Since the silicon layer is included in the bonding metal layer and the surface metal layer, the final etching step can be shortened and the silicon layer can be shortened regardless of how thick the silicon layer is formed. There is no possibility that side etching will damage the cross-sectional shape.

When the silicon layer is made of amorphous silicon, it can be formed at a relatively low temperature, so that thermal stress can be reduced and deterioration of diode characteristics can be prevented.

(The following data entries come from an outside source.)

PR #1995, opened 2024-03-19
Adds TGUI to the auxiliary console

Gboster-0:
## About The Pull Request

Makes it so instead of an UI, the auxiliary consoles give you TGUI
The UI is not removed, being kept as a failsafe in case TGUI ever fails for whatever reason. And can be toggled by players on alt+click

Le video:

https://github.com/vlggms/lobotomy-corp13/assets/82319946/7c754d88-fa73-4a05-a099-faf193d68e6a

## Why It's Good For The Game

TGUI has quite a few advantages compared to normal UI along with having these features:
- Has much more control over the looks of the console, making it nicer to look at
- Automatically updates LOB points, just a lil bit of QoL.
- The buttons change color to green/red depending on if you are able to buy the upgrades or not

And if TGUI on the console breaks, like it sometimes does. It does not prevent players from using the normal UI

## Changelog
:cl:
add: The auxiliary console can now has TGUI, you can turn it off by alt+clicking
/:cl:

### DIFF
--- a/code/game/machinery/computer/abnormality_auxiliary.dm
+++ b/code/game/machinery/computer/abnormality_auxiliary.dm
@@ -273,6 +273,19 @@
 				SSlobotomy_corp.available_core_suppressions = subtypesof(/datum/suppression)
 				update_static_data_for_all_viewers()
 
+			if("Disable Core Supression")
+				log_game("[usr] has used admin powers to disable all core supressions")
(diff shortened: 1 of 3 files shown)


Kitsunemitsu (approved):
Has been tested over the last few weeks.
Approved. has been excellent.

PR #2000, opened 2024-03-22
Returns Adventure Console Defines to Numbers

InsightfulParasite:
## About The Pull Request
Areas where the change to flags kinda broke the code in adventure_layout.dm. Adventure proc in line 102
TravelUI proc in line 164
AdventureModeReact proc in line 263

The href also returns a number solution of the define rather than the flat text so thats also messed up on the console.

## Changelog
:cl:
fix: Adventure Console
fix: running from combat used to just say you ran away but didnt actually end combat.
tweak: adventure console travel UI code
/:cl:


Kitsunemitsu (approved):
While this is worse code; we do need to keep in mind that this dev needs to work on this PR and has been having trouble with it lately.

PR #2013, opened 2024-03-29
Makes knockback a variable on all EGO weapons, attack_speed variable clean up and correcting bad descriptions

Gboster-0:
## About The Pull Request

- `knockback` is now a variable on all EGO weapons

- `attack_speed` is now a switch instead of a million if else() statements in the examine text

- Removes `return FALSE`, replacing it with `return` on some pieces of code

- Replaces the "Knocks certain enemies backwards" special knockback descriptions as a side effect of point 1, correcting the "certain enemies" part accidentally

- Changes the oberon's attacks to throw people shorter distances, but at a faster speed as a consequence of making knockbacks standard, this is the only knockback that was not in-line with others

## Why It's Good For The Game

>`knockback` is now a variable on all EGO weapons
- This allows us to do less copy-paste code and admins can set knockback on any EGO weapon they desire (this can't possibly go wrong, can it?)

>`attack_speed` is now a switch instead of a million if else() statements in the examine text
- It was supposed to be a switch, but nobody knew how to make one in the original PR and then everyone forgot about it

>Removes `return FALSE`, replacing it with `return` on some pieces of code
- return FALSE only matters for children of objects, really. and i dont think we are going to make children of EGO weapons

## Changelog
:cl:
admin: admins can now set knockback on ego weapons to any value they desire by editing the "knockback" variable
/:cl:

### DIFF
--- a/code/__DEFINES/~lobotomy_defines/weapon.dm
+++ b/code/__DEFINES/~lobotomy_defines/weapon.dm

[Brief description of the drawings]

FIGS. 1A to 1G are process cross-sectional views showing a manufacturing method and a final structure of a first embodiment of a Schottky junction diode according to the present invention. FIGS. 2A to 2G are process cross-sectional views showing a manufacturing method and a final structure of a second embodiment of the Schottky junction diode according to the present invention. FIG. 3 is a sectional view showing an example of a conventional Schottky junction diode. FIG. 4 is a sectional view showing another example of a conventional Schottky junction diode. [Explanation of symbols] 11,21 …… Silicon substrate 13,23 …… Joining metal layer 14 …… Polycrystalline silicon layer 15,25 …… Surface metal layer 27 …… Amorphous silicon layer.

Claims (4)

(57) [Claims] 1. A Schottky junction diode having a junction metal layer forming a Schottky junction with a surface of a semiconductor substrate, wherein a silicon layer containing a conductive impurity formed on the junction metal layer and the silicon layer. And a surface metal layer formed above, the outer periphery of the silicon layer is located inside the outer periphery of the formation surface of the bonding metal layer, the surface metal layer is outside the outer periphery of the silicon layer A Schottky junction diode connected to a junction metal layer, wherein the silicon layer is included in the junction metal layer and the surface metal layer. 2. The Schottky junction diode according to claim 1, wherein the silicon layer is made of polycrystalline silicon. 3. The Schottky junction diode according to claim 1, wherein the silicon layer is made of amorphous silicon. 4. A step of depositing a bonding metal layer on the surface of a semiconductor substrate to form a Schottky junction, and then, selectively forming a silicon layer containing a conductivity type impurity on the bonding metal layer. And a step of forming a surface metal layer on the silicon layer and the bonding metal layer to bring the silicon layer into an encapsulated state, and thereafter, the bonding metal layer and the surface metal formed on the periphery. A method of manufacturing a Schottky junction diode, comprising: a step of removing a layer.